*** Task data Section Begins ***

Issue #7023, opened 2021-09-16
ANV: Mario Kart 8 Deluxe rendering issues


lat9nq:
MK8D's title screen and character select has an odd effect when using ANV. Additionally, the character select is missing the primary light source. The emulator crashes immediately after selecting a character.

<img src="https://user-images.githubusercontent.com/22451773/133535881-22d54f0b-cea8-47d3-a996-e12f4b648f3b.png" width=640/>

<img src="https://user-images.githubusercontent.com/22451773/133535889-164fe99a-716c-4362-a484-be0d83fcd163.png" width=640/>

[yuzu_log.txt.tar.gz](https://github.com/yuzu-emu/yuzu/files/7174327/yuzu_log.txt.tar.gz)

Output of `inxi -GSC -xx`:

*** Task data Section Ends ***

**Exercise**
Word for word, restate the material above.

**Task answer**
Issue #7023, opened 2021-09-16
ANV: Mario Kart 8 Deluxe rendering issues


lat9nq:
MK8D's title screen and character select has an odd effect when using ANV. Additionally, the character select is missing the primary light source. The emulator crashes immediately after selecting a character.

<img src="https://user-images.githubusercontent.com/22451773/133535881-22d54f0b-cea8-47d3-a996-e12f4b648f3b.png" width=640/>

<img src="https://user-images.githubusercontent.com/22451773/133535889-164fe99a-716c-4362-a484-be0d83fcd163.png" width=640/>

[yuzu_log.txt.tar.gz](https://github.com/yuzu-emu/yuzu/files/7174327/yuzu_log.txt.tar.gz)

Output of `inxi -GSC -xx`:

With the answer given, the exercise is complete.